Kismet was preparing to intervene again.
I was placed into a position that was the opposite of what I needed. I left teaching broken. It had been my lifelong dream to teach. I lived my dream, yet God (or kismet) had more in store for me. I struggled for several years to find my identity again. It had been so wrapped up in my job and when that was gone, I lost myself for quite awhile.
As long as we are persistence in our pursuit of our deepest destiny, we will continue to grow. We cannot choose the day or time when we will fully bloom. It happens in its own time. ~Denis Waitley
I started offering my tutoring services. Nothing.
I started blogging more to examine my journey and find a new path.
A few months into my year off, my son showed extreme signs of wear and tear on his love of learning. I had no idea what to make of it, but since I was off (kismet), we started homeschooling. It just….happened.
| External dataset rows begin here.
PR #794, opened 2026-08-03
Add principal search coverage to OpenLDAP and Active Directory suites

dasarinaidu:
## Problem

Both auth provider suites hand-construct principal IDs via `GetGroupPrincipalID` / `GetUserPrincipalID` and never call `POST /v3/principals?action=search`. A pure findability regression in the search endpoint — the one the UI uses to populate every principal picker — leaves the whole suite green.

## What this adds

Eight tests per provider (OpenLDAP and Active Directory) that assert the principal ID returned by search matches the constructed one, compared case-insensitively since DNs are not case-sensitive.

| Test | Catches |
|---|---|
| `…PrincipalSearchFindsGroups` | Groups unfindable by exact name, across nesting levels |
| `…PrincipalSearchFindsUsers` | Users unfindable by exact name, across nesting levels |
| `…PrincipalSearchFindsLocalUserByDisplayName` | A local user no longer matching on display name |
| `…PrincipalSearchProvisionedUserIsNotLocal` | An externally provisioned user surfacing as a local principal |
| `…PrincipalSearchByPartialName` | Prefix/substring matching regressions — the UI typeahead path |
| `…PrincipalSearchByPrincipalType` | A broken `principalType` filter returning off-type results |
| `…PrincipalByIDResolvesGroupAndUser` | `/v3/principals/<id>` failing to resolve provider, type or display name |
| `…PrincipalSearchAfterProviderDisabled` | Principals still served from a disabled provider |

## Context on the `IsNotLocal` tests

Related to rancher/rancher#56362. The reporter's stated root cause there does not hold — rancher/rancher#56081 changed `isLocalUser`, which filters results rather than changing what matches, and the display-name index still matches. #56081 (deduplicating external users) and #56362 want opposite behaviour, so only one can hold.

`…PrincipalSearchProvisionedUserIsNotLocal` exercises the actual discriminator: a provisioned user has an empty `username` and more than one principal ID. If `isLocalUser` is later relaxed to satisfy #56362, these tests go red across AD, OpenLDAP and the existing SCIM suite at the same time, which makes the trade-off visible rather than silent.

## Helper placement

Four new helpers in `actions/auth/verify.go`, all Action-tier per the [Actions vs Extensions](https://confluence.suse.com/spaces/RANQA/pages/1505559041/Actions+vs+Extensions) rubric — they are `Verify`-prefixed test-flow assertions with no CRUD, and they sit alongside the existing `VerifyPrincipalIsLocal` / `VerifyPrincipalNotLocal`:

- `VerifyPrincipalSearchReturnsID`
- `VerifyPrincipalSearchByTypeReturnsOnly`
- `VerifyPrincipalSearchExcludesProvider`
- `VerifyPrincipalByID`

The shared `searchPrincipals` helper takes a `principalType` (empty for unrestricted). `NewPrincipalID`, `GetGroupPrincipalID` and `GetUserPrincipalID` now use new `PrincipalTypeUser` / `PrincipalTypeGroup` constants instead of string literals.

No shepherd change is required.

## Notes for reviewers

- `…PrincipalSearchAfterProviderDisabled` mutates cluster state mid-suite. It uses the local admin client rather than the LDAP-authenticated one for the post-disable search, because disabling the provider invalidates the LDAP-issued token, and it re-enables the provider at the end.
- `VerifyPrincipalByID` path-escapes the ID: norman's `DoByID` concatenates it into the URL with no escaping, and a principal ID embeds both a scheme separator and a DN. There was no prior use of `Principal.ByID` in this repo or shepherd; it has been confirmed working against a live setup.

## Testing

All sixteen tests pass against a live Rancher with both providers configured. `go vet -tags validation ./validation/auth/provider/...` and `go build ./...` in the `actions` module are clean.

### DIFF
--- a/actions/auth/authprovider.go
+++ b/actions/auth/authprovider.go
@@ -29,6 +29,10 @@ const (
 	ActiveDirectory                      = "activedirectory"
 	OpenLdapPasswordSecretID             = "openldapconfig-serviceaccountpassword"
 	ActiveDirectoryPasswordSecretID      = "activedirectoryconfig-serviceaccountpassword"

And then more kismet entered…..my blog.
And then the one that really rocked my world…..giftedness.
It was the answer to my son’s struggle and to my lifelong feeling of being different. It was the very reason kismet (or God) intervened in my life 40 years prior. Though I was led on quite a circuitous route, everything I learned along the way led me to where I am now. I firmly believe it was all part of the design for my life.
These days I’m still homeschooling and blogging. I’m also a gifted advocate and running a gifted adults group with nearly 400 members that I created.
I often think about how things just fell into my life during my times of struggle. Kismet intervened during every storm to point me to my true path and I let it guide me there.
Though I’m not longer in a classroom, my purpose hasn’t changed from the time I was 9 and searching for answers. I’m still that guide, that teacher trying to change the face of education for people like me. And I still believe in kismet.